Testing perfect_data
judge_counter        : [0.11746118000155548, 0.11771785900054965, 0.12218693499744404]
judge_count          : [0.12314812499971595, 0.12353860199800692, 0.12495016200409736]
judge_defdict        : [0.20643479600403225, 0.2069275510002626, 0.20834802299941657]
judge_JH1            : [0.25801684000180103, 0.2689959089984768, 0.27642749399819877]
judge_JH0            : [0.36819701099739177, 0.37400564400013536, 0.40291943999909563]
judge_dict           : [0.3991459790049703, 0.4004156189985224, 0.4040740730051766]

Testing random_data
judge_count          : [0.061543637995782774, 0.06157537500257604, 0.06704995800100733]
judge_counter        : [0.11995147699781228, 0.12068584300141083, 0.1207217440023669]
judge_defdict        : [0.2096717179956613, 0.21544414199888706, 0.220649760995002]
judge_JH1            : [0.261116588000732, 0.26281095200101845, 0.2706491360004293]
judge_JH0            : [0.38465088899829425, 0.38476935599464923, 0.3921787180006504]
judge_dict           : [0.40892754300148226, 0.4094729179996648, 0.4135226650032564]

这些计时是在Linux上运行Python 3.6.0的旧2GHz 32位机器上获得的

---

这里还有几个函数

def judge_defdictlist(moves):
    d = defaultdict(list)
    for c in moves:
        d[c].append(c)
    return (len(d['R']) == len(d['L'])) and (len(d['U']) == len(d['D']))

# Sort to groups in alphabetical order: DLRU
def judge_sort(moves):
    counts = [sum(1 for _ in g) for k, g in groupby(sorted(moves))]
    return (counts[0] == counts[3]) and (counts[1] == counts[2])

judge\u defdictlist

比

judge\u defdict

慢，但比

judge\u JH1

快，当然它比

judge\u defdict

使用更多的RAM

---

judge\u sort

比

judge\u JH0

慢，但比

judge\u dict

快，

.count

方法可以以C速度循环，这比显式Python循环快。
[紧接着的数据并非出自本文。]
PR #9186, opened 2026-07-20
fix(sync): accept legacy schema versions on download

### LINKED ISSUE #8923: Sync: download response parsing fails closed on legacy non-integer schemaVersion
Follow-up from the PR #8900 review — narrow fail-closed edge on the download path.

`SuperSyncOperationSchema.schemaVersion` is now `z.number().int().min(1).max(100)`, and the client's download-response validation uses it. Master-era servers range-checked 1..100 but did **not** enforce integers, so a legacy stored op with e.g. `schemaVersion: 1.5` is possible. Such an op now hard-fails the *entire* download page with a generic `InvalidDataSPError` — a permanent sync wedge with no useful UX — instead of the graceful per-op block (`INVALID_SCHEMA_VERSION` → cursor held + once-per-session snack) that `remote-ops-processing.service.ts` already provides.

**Proposal:** keep the strict schema for uploads (server-side `Number.isInteger` check stays), but parse the download *response* envelope leniently (`z.number()`) and let the per-op version gate classify. Unknown whether fractional values exist on any deployed server — the fix is cheap insurance either way.

**Refs:** `packages/shared-schema/src/supersync-http-contract.ts`, `src/app/op-log/sync-providers/super-sync/response-validators.ts`, `remote-ops-processing.service.ts` version gate.

giri256:
## Problem

Download responses are parsed with the strict operation schema. A legacy server operation containing a fractional numeric `schemaVersion` therefore rejects the entire response page before the existing per-operation version gate can classify and block it safely.

Closes #8923.

## Solution

Use a download-only operation schema that accepts numeric legacy schema versions while preserving every other operation constraint. The canonical operation schema remains strict, so upload/server validation still rejects non-integer versions.

## Type of Change

- [x] Bug fix
- [ ] New feature
- [ ] Breaking change
- [ ] Refactoring
- [ ] Documentation
- [ ] Other (please describe)

## Checklist

- [x] Documentation changes are not required for this compatibility fix

## Verification

- Added a regression test that failed before the implementation at `ops[0].op.schemaVersion`
- Shared-schema suite: 86 tests passed
- Shared-schema build passed
- App-level SuperSync response-validator suite: 38 tests passed

### DIFF
--- a/packages/shared-schema/src/supersync-http-contract.ts
+++ b/packages/shared-schema/src/supersync-http-contract.ts
@@ -149,6 +149,18 @@ export const SuperSyncServerOperationSchema = z
   })
   .passthrough();
 
+// Legacy servers accepted finite numeric schema versions before integer
+// validation was added. Keep download parsing transport-compatible so the
+// client can classify unsupported versions per operation without rejecting
+// and permanently wedging the entire response page.
+const SuperSyncDownloadOperationSchema = SuperSyncOperationResponseSchema.extend({
+  schemaVersion: z.number(),
+});
+
+const SuperSyncDownloadServerOperationSchema = SuperSyncServerOperationSchema.extend({
+  op: SuperSyncDownloadOperationSchema,
+});
+
 export const SuperSyncUploadResultSchema = z
   .object({
     opId: z.string(),
@@ -171,7 +183,7 @@ export const SuperSyncUploadOpsResponseSchema = z
 
 export const SuperSyncDownloadOpsResponseSchema = z
   .object({
-    ops: z.array(SuperSyncServerOperationSchema),
+    ops: z.array(SuperSyncDownloadServerOperationSchema),
     hasMore: z.boolean(),
     latestSeq: z.number(),
     gapDetected: z.boolean().optional(),
--- a/packages/shared-schema/tests/supersync-http-contract.spec.ts
+++ b/packages/shared-schema/tests/supersync-http-contract.spec.ts
@@ -231,6 +231,27 @@ describe('SuperSync HTTP contract schemas', () => {
     expect(parsed.capabilities?.causalRepairSnapshots).toBe(true);
   });
 
+  it('accepts legacy fractional schema versions in download responses', () => {
+    const operation = {
+      ...createValidOperation(),
+      schemaVersion: 1.5,
+    };
+    const parsed = SuperSyncDownloadOpsResponseSchema.parse({
+      ops: [
+        {
+          serverSeq: 1,
+          op: operation,
+          receivedAt: 1234567890,
+        },
+      ],
+      hasMore: false,
+      latestSeq: 1,
+    });
+
+    expect(parsed.ops[0].op.schemaVersion).toBe(1.5);
+    expect(() => SuperSyncOperationSchema.parse(operation)).toThrow();
+  });
+
   it('requires an operation ID for destructive clean-slate snapshots', () => {
     expect(() =>
       SuperSyncUploadSnapshotRequestSchema.parse({


johannesjo (commented):
Thanks for picking this up — the change is safe as written (I verified that below), but before it merges there are two things worth resolving.

## 1. The scenario this defends against can't occur on a SuperSync server

#8923 said *"Unknown whether fractional values exist on any deployed server."* That's answerable, and the answer looks like **no**:

- `schema_version INTEGER NOT NULL` — `packages/super-sync-server/prisma/migrations/0_init/migration.sql:51`. The Prisma model field has been `Int` since `schema.prisma`'s first commit (`git log -p`); never `Float`/`Decimal`.
- Every op insert goes through typed Prisma `tx.operation.createMany` (`operation-upload.service.ts:670` batch path, `:936` single-op path). There is no raw-SQL insert into `operations` — the only `INSERT INTO` in the server targets `user_sync_state`.
- A parameterized insert of a fractional value is rejected by Postgres outright. Verified against real Postgres (PGlite):

```
CREATE TABLE t (schema_version INTEGER NOT NULL);
INSERT INTO t VALUES ($1)   -- params [1.5] -> ERROR: invalid input syntax for type integer: "1.5"
INSERT INTO t VALUES (1.5)  -- literal      -> stored as 2 (assignment cast rounds)
```

So even on a master-era server without the `Number.isInteger` check, a fractional `schemaVersion` either failed the insert or was rounded to an integer on the way in. A download response can't carry one back out.

That puts this in the territory the sync contributor rules specifically warn about — hardening with no reachable failure. @johannesjo, your call: I'd lean toward closing #8923 as not-reachable. If you'd rather keep it as defense-in-depth against a proxying/non-SP server, then it should at least be done symmetrically — see below.

## 2. If kept: `newOps` on the upload response is left strict

Ops reach the client through two response envelopes and only one is relaxed here. `SuperSyncUploadOpsResponseSchema.newOps` (`supersync-http-contract.ts:166`) still uses the unmodified strict `SuperSyncServerOperationSchema`, and piggybacked ops feed the exact same per-op gate (`operation-log-upload.service.ts:486-529` → `processRemoteOps`). Confirmed by parsing directly with this branch applied:

```
UPLOAD newOps schemaVersion=1.5 -> success = false
issues: [{"expected":"int","path":["newOps",0,"op","schemaVersion"], …}]
```

In fairness to the PR: I expected this to mean "the wedge simply moves to the upload", and it does **not**. `sync-wrapper.service.ts:575` returns early on `blocked_incompatible`, so the primary flow never reaches the upload after a blocked download. The gap is only exposed on upload paths that run without a preceding download in the same cycle (`encryption-password-change.service.ts:146`, `sync-import-conflict-coordinator.service.ts:87`), and both of those are clean-slate uploads where the server has nothing to piggyback. So it's an inconsistency, not a live bug — but the stated rationale ("classify per-op instead of rejecting the whole page") applies to both envelopes equally, and depending on orchestration order for that is an accident rather than a guarantee.

The complete version is also the simpler one — a single edit instead of two new aliases:

```ts
export const SuperSyncOperationResponseSchema = SuperSyncOperationSchema.extend({
  schemaVersion: z.number(),
}).passthrough();
```

That covers `ops` and `newOps` together and lets both `SuperSyncDownloadOperationSchema` and `SuperSyncDownloadServerOperationSchema` go away. Nothing strict is lost: `SuperSyncOperationResponseSchema` / `SuperSyncServerOperationSchema` are response-only (no consumer anywhere outside the contract file and the `index.ts` re-export — the server never imports either), and uploads keep `SuperSyncOperationSchema` plus the server's `Number.isInteger` check in `validation.service.ts:207`.

## What I verified as safe

Widening to bare `z.number()` also drops `min(1)`/`max(100)`, so I checked what now gets through and what the gate does with it (zod v4):

| value | download schema | `getOperationSchemaVersion` (`schema-migration.service.ts:24`) |
| --- | --- | --- |
| `1.5`, `-5` | accepted | throws → `INVALID_SCHEMA_VERSION` → blocked |
| `0` | accepted | `VERSION_UNSUPPORTED` → blocked |
| `1e9` | accepted | `VERSION_TOO_NEW` → blocked |
| `Infinity`, `NaN` | rejected by zod | — |

Every finite value degrades to a graceful per-op block; nothing reaches migration or storage, so the widening opens no hole. Shared-schema suite green (86/86) with the branch applied, `checkFile` passes on the changed file, and there's no type-surface change (`.int()` doesn't affect the inferred TS type).

## Minor

Worth noting in #8923 that this is a better error message, not a recovery: `INVALID_SCHEMA_VERSION` holds the cursor and shows the snack once per session (`remote-ops-processing.service.ts:515`), so sync stays wedged either way. It also reuses `T.F.SYNC.S.MIGRATION_FAILED` ("migration failed"), which reads a bit misleading for a malformed-version op rather than a failed migration.

giri256:
Thanks for the detailed review. I independently rechecked the full persistence path and agree this is not reachable on a SuperSync server: `schema_version` has been `INTEGER NOT NULL` / Prisma `Int` since the schema was introduced, and both operation insertion paths use typed `tx.operation.createMany`. Current validation also rejects non-integer values before persistence.\n\nGiven the repository's sync rule requiring a reproducible failure before adding hardening, broadening the response schemas would add complexity without a live failure mode. I'm closing this PR rather than extending it symmetrically. The suggested response-schema simplification would be appropriate only if a concrete non-SuperSync/proxy compatibility requirement is established later.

但是您可以通过使用

elif

稍微加快Python循环的速度，因为一旦找到匹配项，就不需要对给定的

i

进行进一步的测试。以C速度循环4次（对于CPython）。此外，第二个版本将跳过

（moves.count（'U'）==moves.count（'D'））

part如果第一部分为false，因为

和

短路。根据输入字符串和要计数的数量，

集合。计数器可以为偶数faster@Chris_Rands是的，
计数器
可以比
.count
快，尽管它不能在数据不平衡时通过短路来节省时间。Se这是我对一些统计数据的回答。事实上，由于那些
str
常量是不可变的，解释器在CPython中重用了相同的对象。有很多这样的优化，伙计们！我想我现在更明白了。这真是一个令人印象深刻的实验！我学到了很多，非常感谢！所以这也意味着LeetCode上的计时不是很准确比率。我将来应该做更多的体验，更好地了解它是如何工作的。Tnx！